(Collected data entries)
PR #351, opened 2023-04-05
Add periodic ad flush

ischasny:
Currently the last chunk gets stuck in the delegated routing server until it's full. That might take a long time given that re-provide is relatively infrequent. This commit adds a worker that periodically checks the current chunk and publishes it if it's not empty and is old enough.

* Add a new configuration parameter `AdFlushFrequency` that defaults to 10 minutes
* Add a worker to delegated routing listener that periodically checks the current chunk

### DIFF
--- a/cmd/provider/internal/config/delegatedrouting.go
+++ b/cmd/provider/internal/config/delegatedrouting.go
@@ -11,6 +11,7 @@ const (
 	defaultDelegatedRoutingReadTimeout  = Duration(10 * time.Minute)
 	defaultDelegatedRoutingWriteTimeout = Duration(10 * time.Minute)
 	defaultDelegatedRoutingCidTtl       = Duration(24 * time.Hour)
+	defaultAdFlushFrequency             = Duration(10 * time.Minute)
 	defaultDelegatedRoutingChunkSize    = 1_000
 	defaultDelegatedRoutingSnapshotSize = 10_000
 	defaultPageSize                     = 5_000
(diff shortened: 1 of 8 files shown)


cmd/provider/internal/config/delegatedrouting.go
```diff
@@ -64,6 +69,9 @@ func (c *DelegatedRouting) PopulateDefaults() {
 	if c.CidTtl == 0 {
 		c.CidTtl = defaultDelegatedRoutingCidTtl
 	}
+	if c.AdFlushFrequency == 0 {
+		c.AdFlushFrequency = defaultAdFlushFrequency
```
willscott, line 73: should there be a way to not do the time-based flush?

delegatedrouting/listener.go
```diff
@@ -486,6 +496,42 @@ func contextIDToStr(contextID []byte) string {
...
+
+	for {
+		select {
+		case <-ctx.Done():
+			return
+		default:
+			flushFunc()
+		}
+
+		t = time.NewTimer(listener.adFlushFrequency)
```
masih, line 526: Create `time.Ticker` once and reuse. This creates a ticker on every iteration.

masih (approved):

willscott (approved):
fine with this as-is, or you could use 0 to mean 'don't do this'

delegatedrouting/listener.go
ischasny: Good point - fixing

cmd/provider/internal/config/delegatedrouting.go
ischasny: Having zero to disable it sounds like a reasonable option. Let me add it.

==

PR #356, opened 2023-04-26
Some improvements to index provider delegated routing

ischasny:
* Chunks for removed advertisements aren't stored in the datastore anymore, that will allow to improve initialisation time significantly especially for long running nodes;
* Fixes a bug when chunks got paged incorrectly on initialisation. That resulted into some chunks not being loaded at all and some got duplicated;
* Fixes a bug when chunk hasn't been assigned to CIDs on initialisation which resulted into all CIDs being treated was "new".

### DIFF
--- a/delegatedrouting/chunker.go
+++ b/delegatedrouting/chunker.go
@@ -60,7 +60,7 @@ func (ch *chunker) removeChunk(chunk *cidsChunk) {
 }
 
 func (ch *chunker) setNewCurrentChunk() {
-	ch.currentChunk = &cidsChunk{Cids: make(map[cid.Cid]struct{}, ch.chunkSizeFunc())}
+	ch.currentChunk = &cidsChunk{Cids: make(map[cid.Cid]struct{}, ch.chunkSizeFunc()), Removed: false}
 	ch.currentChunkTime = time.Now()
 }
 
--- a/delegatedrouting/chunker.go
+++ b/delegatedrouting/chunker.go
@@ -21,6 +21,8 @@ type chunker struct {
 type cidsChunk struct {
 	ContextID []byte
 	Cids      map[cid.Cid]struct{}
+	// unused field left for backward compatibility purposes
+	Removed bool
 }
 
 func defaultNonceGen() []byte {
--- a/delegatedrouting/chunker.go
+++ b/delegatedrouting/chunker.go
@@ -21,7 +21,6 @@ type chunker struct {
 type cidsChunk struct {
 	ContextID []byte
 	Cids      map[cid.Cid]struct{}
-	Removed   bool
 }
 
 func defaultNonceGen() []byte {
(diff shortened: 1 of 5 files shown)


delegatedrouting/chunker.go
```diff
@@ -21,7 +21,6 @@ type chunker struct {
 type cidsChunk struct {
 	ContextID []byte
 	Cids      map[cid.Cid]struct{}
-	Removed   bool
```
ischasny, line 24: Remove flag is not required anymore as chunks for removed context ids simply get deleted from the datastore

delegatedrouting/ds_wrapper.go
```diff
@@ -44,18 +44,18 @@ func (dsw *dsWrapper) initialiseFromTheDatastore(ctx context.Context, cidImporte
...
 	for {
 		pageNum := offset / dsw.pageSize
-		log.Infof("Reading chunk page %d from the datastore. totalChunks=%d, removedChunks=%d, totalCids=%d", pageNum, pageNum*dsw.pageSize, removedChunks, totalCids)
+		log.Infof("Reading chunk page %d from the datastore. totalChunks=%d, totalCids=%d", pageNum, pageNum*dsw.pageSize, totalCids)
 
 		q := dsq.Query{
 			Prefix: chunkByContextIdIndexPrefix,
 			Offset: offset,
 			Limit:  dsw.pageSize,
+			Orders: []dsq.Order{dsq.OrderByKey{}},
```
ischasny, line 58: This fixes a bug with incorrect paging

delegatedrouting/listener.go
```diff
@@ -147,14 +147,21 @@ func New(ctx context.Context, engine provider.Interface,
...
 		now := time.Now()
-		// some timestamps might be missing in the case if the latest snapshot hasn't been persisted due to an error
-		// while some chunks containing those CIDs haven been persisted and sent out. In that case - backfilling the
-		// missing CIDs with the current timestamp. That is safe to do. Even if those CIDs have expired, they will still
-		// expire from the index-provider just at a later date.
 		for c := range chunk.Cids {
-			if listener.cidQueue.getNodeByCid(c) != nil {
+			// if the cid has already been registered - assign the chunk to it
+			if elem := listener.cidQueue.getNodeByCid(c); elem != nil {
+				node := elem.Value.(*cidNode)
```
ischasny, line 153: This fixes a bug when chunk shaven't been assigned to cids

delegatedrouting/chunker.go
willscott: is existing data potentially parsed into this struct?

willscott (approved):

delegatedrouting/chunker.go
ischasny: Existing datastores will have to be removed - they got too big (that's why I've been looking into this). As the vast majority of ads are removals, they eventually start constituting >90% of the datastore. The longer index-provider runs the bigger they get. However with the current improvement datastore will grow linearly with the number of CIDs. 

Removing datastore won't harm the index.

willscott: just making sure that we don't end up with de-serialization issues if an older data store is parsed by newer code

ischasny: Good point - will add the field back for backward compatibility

EXERCISE REQUIREMENTS →
Show me all lines in the records that contain "missing".

OUTPUT OF THE TASK →
-		// some timestamps might be missing in the case if the latest snapshot hasn't been persisted due to an error
-		// missing CIDs with the current timestamp. That is safe to do. Even if those CIDs have expired, they will still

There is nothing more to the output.